**Requirement:**
In the entries that follow, how many lines hold the string "agreed"? Give only that number.

-- Supplied material follows --

PR #120, opened 2019-04-13
Bugfix: handling of unlimited duration mosaics

decentraliser:
Fix: Error when an unlimited duration mosaic MOSAIC_DEFINITION is fetched through `accountHttp.transactions`

Reason: 
`new UInt64_1.UInt64(undefined is returned)`

Bug reproduction:
Use 
`accountHttp.transactions`

on the following account:
`AC1A6E1D8DE5B17D2C6B1293F1CAD3829EEACF38D09311BB3C8E5A880092DE26`

The transaction hash with an unlimited duration mosaic:
`"aggregateHash":"41AA28C4BEC707C09568AAA4C2CF432EE7F8B28E83BC8F5FE24DBF6A92A70042"`

### DIFF
--- a/src/infrastructure/transaction/CreateTransactionFromDTO.ts
+++ b/src/infrastructure/transaction/CreateTransactionFromDTO.ts
@@ -158,7 +158,9 @@ const CreateStandaloneTransactionFromDTO = (transactionDTO, transactionInfo): Tr
             new MosaicProperties(
                 new UInt64(transactionDTO.properties[0].value),
                 (new UInt64(transactionDTO.properties[1].value)).compact(),
-                transactionDTO.properties.length === 3 ? new UInt64(transactionDTO.properties[2].value) : undefined,
+                transactionDTO.properties.length === 3 
+                    ? new UInt64(transactionDTO.properties[2].value) 
+                    : UInt64_1.UInt64.fromUint(0),
             ),
             transactionDTO.signature,
             transactionDTO.signer ? PublicAccount.createFromPublicKey(transactionDTO.signer,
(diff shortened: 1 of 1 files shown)


decentraliser:
This bug is quite blocking, please check ASAP!

decentraliser:
I'm closing this PR as I'm not sure how to produce the expected output but you get the idea! `{ lower: 10, higher: 0 }`

decentraliser:
> None expire mosaic doesn’t need default uint 0 value , you can leave undefined here I believe

In this case shouldn't the `mosaicService.mosaicsAmountViewFromAddress` response updated to `undefined` as well?

rg911:
```
new MosaicProperties(
                new UInt64(transactionDTO.properties[0].value),
                (new UInt64(transactionDTO.properties[1].value)).compact(),
                transactionDTO.properties.length === 3 &&  transactionDTO.properties[2].value ?
                    new UInt64(transactionDTO.properties[2].value) : undefined,
            ),
```

decentraliser:
image
this is my concern, if we return undefined for the transaction service, it will be inconsistent with the mosaic service, but if you are ok with that I can cancel my last commit

rg911:
I would keep the PR and could make the changes I suggested above. We should definitely use `undefined` as per last change request which makes duration optional. I seems to me the rest api is still defaulting to `[0,0]`. I will check 👍

rg911:
@dgarcia360 @Vektrat  
is the rest api using `[0,0]` for default duration on Mosaic definition?

evias:
@Vektrat can you please address latest comment by steven ?

Vektrat:
> @Vektrat can you please address latest comment by steven ?

I ignored it because it was answered and confirmed in slack afaik?

PR #140, opened 2019-05-05
Del encrypted message

NemTechCN:
delet encrypted message,regarding encrypted message. It is an error that the class `EncryptedMessage` got introduced in the SDK using `type=1` because `type` field is actually not supported by catapult-server anymore as can be seen here:https://github.com/nemtech/catapult-server/blob/master/plugins/txes/transfer/src/model/TransferTransaction.h#L50


evias:
I dont think we need this class to be removed.

Issue #175, opened 2019-06-16
utf8ToHex in Convert.ts doesn't add insignificant zero while converting 0-15 control characters


yaaccount:
Which will probably render encrypt/decrypt not working on strings containing 0x00-0x0f.
Same issue in convert.js in the js lib.

rg911:
seems working fine for me

`Convert.utf8ToHex('00x0 Hello Word')` => `303078302048656c6c6f20576f7264`

yaaccount:
Try String.fromCodePoint(0x00) + "Hello world"

rg911:
Addressed. well spotted @yaaccount 👍

evias:
fixed in 0.12.3

PR #180, opened 2019-06-17
Issue #175 added contol char handler in convert.ts

rg911:
Fixed bug on convert.utf8ToHex() by adding insignificant zero for control chars

### DIFF
--- a/src/core/format/Convert.ts
+++ b/src/core/format/Convert.ts
@@ -168,12 +168,7 @@ export class Convert {
         const rawString = Convert.rstr2utf8(input);
         let result = '';
         for (let i = 0; i < rawString.length; i++) {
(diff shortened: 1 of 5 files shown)


src/core/format/Convert.ts
```diff
@@ -168,7 +168,12 @@ export class Convert {
         const rawString = Convert.rstr2utf8(input);
         let result = '';
         for (let i = 0; i < rawString.length; i++) {
-            result += rawString.charCodeAt(i).toString(16);
+            if (rawString.charCodeAt(i) < 16) {
```
evias: why not use a `String.padStart()` ?

```
rawString = rawString.padStart(2, '0');
```

rg911: 👍

Issue #189, opened 2019-06-26
Make KeyPair generation and SharedKey derive compatible with NIS1


rg911:
KeyPair generation and shared key derivation for encryption, used Keccak with NIS1 but catapult is using SHA3. 

To make Key generation cross-compatible from the side of the SDK, the SDK needs to allow Keccak algorithm as an option (but default to SHA3)

Catapult on public network will also be using Keccak which is why this change is important to address.

evias:
merged in nemtech/nem2-sdk-typescript-javascript@da9f0fe

PR #190, opened 2019-06-26
[Elephant] Issue #189 Added SignSchema

rg911:
- Introduced the `SignSchema` to make KeyPair generation consistent between Catapult and NIS.
- `SignSchema` contain 2 enum value: `KECCAK_REVERSED_KEY` and `SHA3`. The SDK by default uses `SHA3` which is the Catapult signature schema.

#### Concept

Since Catapult server is using 'SHA3' as default hasher while `NIS1 (current public net)` is `Keccak` based. This change will allow Catapult SDK to be compatible to NIS1's hashes e.g. KeyPair, Address, Encryption, Decryption etc.. 

By default, the SDK uses `SignSchema.SHA3` for hashing unless explicitly specified `KECCAK_REVERSED_KEY`.

- Affected classes:
1. KeyPair
    * `createKeyPairFromPrivateKeyString`
    *  `sign`
    * `verify`
    * `deriveSharedKey`
2. Crypto
    * `encode`
    * `decode`
3. Account
4. Address
    * `createFromPublicKey`
5. PublicAccount
    * `createFromPublicKey`
    * `verifySignature`
6. All transaction signings


src/core/crypto/SignSchema.ts
```diff
@@ -0,0 +1,24 @@
...
+ *
+ * Unless required by applicable law or agreed to in writing, software
+ * distributed under the License is distributed on an "AS IS" BASIS,
+ * WITHOUT WARRANTIES OR CONDITIONS OF ANY KIND, either express or implied.
+ * See the License for the specific language governing permissions and
+ * limitations under the License.
+ */
+
+ /**
+  * [KECCAK_REVERSED_KEY]: Keccak hash algorithm with key reversed.
```
evias: replace "key reversed" with "reversed private keys"

src/core/crypto/SignSchema.ts
```diff
@@ -0,0 +1,24 @@
...
+  * [SHA3]: Sha3 hash algorithm without key resersed
```
evias: replace text with "SHA3 hash algorithm without key reversal"

src/core/crypto/Utilities.ts
```diff
@@ -201,26 +201,24 @@ export const catapult_crypto = (function() {
...
             const c = nacl;
-            const d = prepareForScalarMult(sk, hashfunc);
+            const d = prepareForScalarMult(sk, hashfunc, signSchema);
 
             // sharedKey = pack(p = d (derived from sk) * q (derived from pk))
             const q = [c.gf(), c.gf(), c.gf(), c.gf()];
             const p = [c.gf(), c.gf(), c.gf(), c.gf()];
             const sharedKey = new Uint8Array(Key_Size);
-            c.unpackneg(q, pk);
+            c.unpack(q, pk);
```
evias: why this change ?

src/core/crypto/nacl_catapult.ts
```diff
@@ -42,22 +42,22 @@ const gf0 = gf(),
     gf1 = gf([1]),
     _121665 = gf([0xdb41, 1]),
     D = gf([0x78a3, 0x1359, 0x4dca, 0x75eb, 0xd8ab, 0x4141, 0x0a4d,
-        0x0070, 0xe898, 0x7779, 0x4079, 0x8cc7, 0xfe73, 0x2b6f, 0x6cee, 0x5203
+        0x0070, 0xe898, 0x7779, 0x4079, 0x8cc7, 0xfe73, 0x2b6f, 0x6cee, 0x5203,
```
evias: linter fixes ?

src/core/crypto/nacl_catapult.ts
```diff
@@ -667,21 +667,21 @@ const unpack25519 = (o, n) => {
...
 
 export const cleanup = (arr) => {
-    for (var i = 0; i < arr.length; i++) {
+    for (let i = 0; i < arr.length; i++) {
         arr[i] = 0;
     }
 };
 
-export const crypto_shared_key_hash = (shared, pk, sk, hashfunc) => {
+export const crypto_shared_key_hash = (shared, pk, sk, hashfunc, hasherType) => {
```
evias: hasherType is actually `signSchema` ?

src/core/crypto/nacl_catapult.ts
```diff
@@ -667,21 +667,21 @@ const unpack25519 = (o, n) => {
...
     const p = [gf(), gf(), gf(), gf()];
 
-    hashfunc(d, sk, 32);
+    hashfunc(d, sk, 32, hasherType);
     d[0] &= 248;
     d[31] &= 127;
     d[31] |= 64;
 
-    let q = [gf(), gf(), gf(), gf()];
+    const q = [gf(), gf(), gf(), gf()];
```
evias: why make it constant ? sure it doesnt break following 3 lines ?

src/core/crypto/nacl_catapult.ts
```diff
@@ -850,3 +850,57 @@ export const unpackneg = (r, p) => {
     M(r[3], r[0], r[1]);
     return 0;
 };
+
+export const unpack = (r, p) => {
```
evias: please explain the need to replace `unpackneg` with this ?

src/model/account/Address.ts
```diff
@@ -25,12 +26,15 @@ export class Address {
...
      * @returns {Address}
      */
-    public static createFromPublicKey(publicKey: string, networkType: NetworkType): Address {
+    public static createFromPublicKey(publicKey: string,
+                                      networkType: NetworkType,
+                                      signSchema = SignSchema.SHA3): Address {
         const publicKeyUint8 = convert.hexToUint8(publicKey);
         const address = AddressLibrary
-            .addressToString(AddressLibrary.publicKeyToAddress(publicKeyUint8, networkType));
+            .addressToString(AddressLibrary.publicKeyToAddress(publicKeyUint8, networkType, signSchema));
```
evias: how does the signature schema affect public key to address algorithm ?

src/model/account/PublicAccount.ts
```diff
@@ -47,13 +47,14 @@ export class PublicAccount {
      * Create a PublicAccount from a public key and network type.
      * @param publicKey Public key
      * @param networkType Network type
+     * @param {SignSchema} signSchema The Sign Schema. (KECCAK_REVERSED_KEY / SHA3)
      * @returns {PublicAccount}
      */
-    static createFromPublicKey(publicKey: string, networkType: NetworkType): PublicAccount {
+    static createFromPublicKey(publicKey: string, networkType: NetworkType, signSchema = SignSchema.SHA3): PublicAccount {
```
evias: see comment about effects on public key derivation / address generation above.

test/core/format/RawAddress.spec.ts
```diff
@@ -145,6 +147,21 @@ describe('address', () => {
             expect(address.isValidAddress(decoded2)).to.equal(true);
             expect(decoded1).to.not.deep.equal(decoded2);
         });
+
+        it('can create address from public key using NIS1 schema', () => {
```
evias: see comments about effects on public key derivations.

src/core/crypto/Utilities.ts
rg911: `unpack` is used NIS1 code. I noticed without using it, the last byte of the hash is different.

src/core/crypto/nacl_catapult.ts
rg911: That's correct, but I don't think we used it anymore, but I will change it anyway, in case it get picked up by the wallet codes.

src/model/account/Address.ts
rg911: hmm, good question. as we need an option to allow choosing either Keccak256 or sha3_256, but not necessarily need to use SignSchema, we can use the existing `HashType` instead. ??

src/model/account/PublicAccount.ts
rg911: see above comments

src/core/crypto/nacl_catapult.ts
rg911: TBH, I haven't figure out why yet. Have been asked core devs on slack. 

Basically, this is only the difference from NIS1 code. We get different hash (last byte) by using 'unpackneg()`, but using `unpack()` works fine. Not quite sure why. The code looks the same to me

src/model/account/Address.ts
rg911: okay, agreed to use `SignSchema` here

src/core/crypto/SignSchema.ts
rg911: done

src/core/crypto/SignSchema.ts
rg911: done

src/core/crypto/nacl_catapult.ts
rg911: done

src/core/crypto/Utilities.ts
evias: what does catapult-server source code say about this?

rg911: where do I find this 😆 ?

src/core/crypto/nacl_catapult.ts
evias: for shared key derivation, `unpack` must be used to be compliant with catapult test vectors.

Issue #204, opened 2019-07-16
AggregateComplete Transaction cosign with given signatures


rg911:
Bug found in 'signTransactionGivenSignatures()' which always return invalid signature error.

PR #206, opened 2019-07-16
Task/g204 sign transaction given signatures

rg911:
Bug fixed in newly introduced `signTransactionGivenSignatures()`. It is noticed that the signed transaction's signature mismatched with standard cosign methods after applied `generationHash`.

this PR:
- Fixed generationHash should be passed in as byteArray rather than binary in `signTransactionPayload`
- Added e2d test for `signTransactionGivenSignatures()`
- Updated unit tests
- Added signSchema to `signTransactionPayload`
- Fixed typos

### **Process flow changes
It was initially proposed to generate 'plain` (empty signature & signer) payload by the initiator and passed to cosigners. However, the first half of the initiator's signature is required to validate co-signatures. So it is changed that:

1. Alice creates the aggregated transaction and sign it, Then signed payload send to Bob & Carol
2. Bob and Carol cosigns the transaction using `signTransactionPayload` method and sends it back to Alice
3. Alice collects the cosignatures, recreate, sign it using `signTransactionGivenSignatures`, and announces the transaction

Issue : #204


test/model/transaction/AggregateTransaction.spec.ts
```diff
@@ -435,14 +437,20 @@ describe('AggregateTransaction', () => {
...
 
         const signedTransaction = recreatedTx.signTransactionGivenSignatures(accountAlice, cosignatureSignedTransactions, generationHash);
 
         expect(signedTransaction.type).to.be.equal(TransactionType.AGGREGATE_COMPLETE);
         expect(signedTransaction.signer).to.be.equal(accountAlice.publicKey);
         expect(signedTransaction.payload.indexOf(accountBob.publicKey) > -1).to.be.true;
         expect(signedTransaction.payload.indexOf(accountCarol.publicKey) > -1).to.be.true;
+
+        // To make sure that the new cosign method returns the same payload & hash as standard cosigning
+        const standardCosignedTransaction = aggregateTransaction
```
evias: :+1:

-- Supplied material concluded --

**Written answer:**
2